:: Work request ::
Print each line once more, unchanged, from the line holding "The thing to" to the end of the listing below.

····················

PR #1225, opened 2016-11-22
[WIP] Validate Host header

### LINKED ISSUE #839: Reject requests that don't have a Host header
RFC 7230 section 5.4 - https://tools.ietf.org/html/rfc7230#section-5.4

> A server MUST respond with a 400 (Bad Request) status code to any HTTP/1.1 request message that lacks a Host header field and to any request message that contains more than one Host header field or a Host header field with an invalid field-value.

khellang:
Closes #839

This only validates the header for HTTP/1.1 requests, per the RFC. Does it make sense to reject HTTP/1.0 requests as well?

> a Host header field with an invalid field-value.

I'm assuming this would be taken care of by general header field validation?

Still have to take care of the functional tests. Quite tedious work :cry:

### DIFF
--- a/src/Microsoft.AspNetCore.Server.Kestrel/BadHttpRequestException.cs
+++ b/src/Microsoft.AspNetCore.Server.Kestrel/BadHttpRequestException.cs
@@ -78,6 +78,12 @@ namespace Microsoft.AspNetCore.Server.Kestrel
                 case RequestRejectionReason.RequestTimeout:
                     ex = new BadHttpRequestException("Request timed out.", 408);
                     break;
+                case RequestRejectionReason.MissingHostHeader:
+                    ex = new BadHttpRequestException("Missing Host header.", 400);
+                    break;
+                case RequestRejectionReason.MultipleHostHeaders:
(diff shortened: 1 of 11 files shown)


Tratcher:
This is certainly easier than validating the value, but I have to question how much value it adds.

khellang:
> This is certainly easier than validating the value, but I have to question how much value it adds.

What do you mean? You don't think validating the header count adds any value?

Tratcher:
It adds some value, I'm just not sure how much. The presence of the header is a very low bar.

halter73:
We were considering validating this in configurable middleware. All aspects of the validation (ensuring there is exactly 1 Host header, ensuring that the specified host is the correct one, and returning a 400 if not) should be possible in middleware.

khellang:
Why would you put this in configurable middleware? What is there to configure? The RFC seems pretty clear on what's accepted and what's not.

I guess I'missed failing to see when you'd put something in MW and when you'd let the server handle it. It's to enforce the protocol, right? Is that optional?

halter73:
The thing to configure is what hostnames are allowed.

davidfowl:
Closing because pipelines change makes this unmergable

PR #2103, opened 2022-08-02
GHP: Rest API v3 desc

### LINKED ISSUE #2092: Document the new REST API of Enceladus 3
## Background
There's a new REST API in Enceladus 3

## Feature
Add a description of reference to the REST API into https://absaoss.github.io/enceladus/

dk1844:
- Enceladus v3 REST API info has been added to GH pages (basic info, linking to built-in Swagger mini-site). 
 - V2-like Menas API doc page has been removed.

Closes #2092


Gemfile.lock
```diff
@@ -25,10 +25,12 @@ GEM
     ethon (0.12.0)
       ffi (>= 1.3.0)
     eventmachine (1.2.7)
+    eventmachine (1.2.7-x64-mingw32)
```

····················

:: Solution to this problem ::
The thing to configure is what hostnames are allowed.

davidfowl:
Closing because pipelines change makes this unmergable

PR #2103, opened 2022-08-02
GHP: Rest API v3 desc

### LINKED ISSUE #2092: Document the new REST API of Enceladus 3
## Background
There's a new REST API in Enceladus 3

## Feature
Add a description of reference to the REST API into https://absaoss.github.io/enceladus/

dk1844:
- Enceladus v3 REST API info has been added to GH pages (basic info, linking to built-in Swagger mini-site). 
 - V2-like Menas API doc page has been removed.

Closes #2092


Gemfile.lock
```diff
@@ -25,10 +25,12 @@ GEM
     ethon (0.12.0)
       ffi (>= 1.3.0)
     eventmachine (1.2.7)
+    eventmachine (1.2.7-x64-mingw32)
```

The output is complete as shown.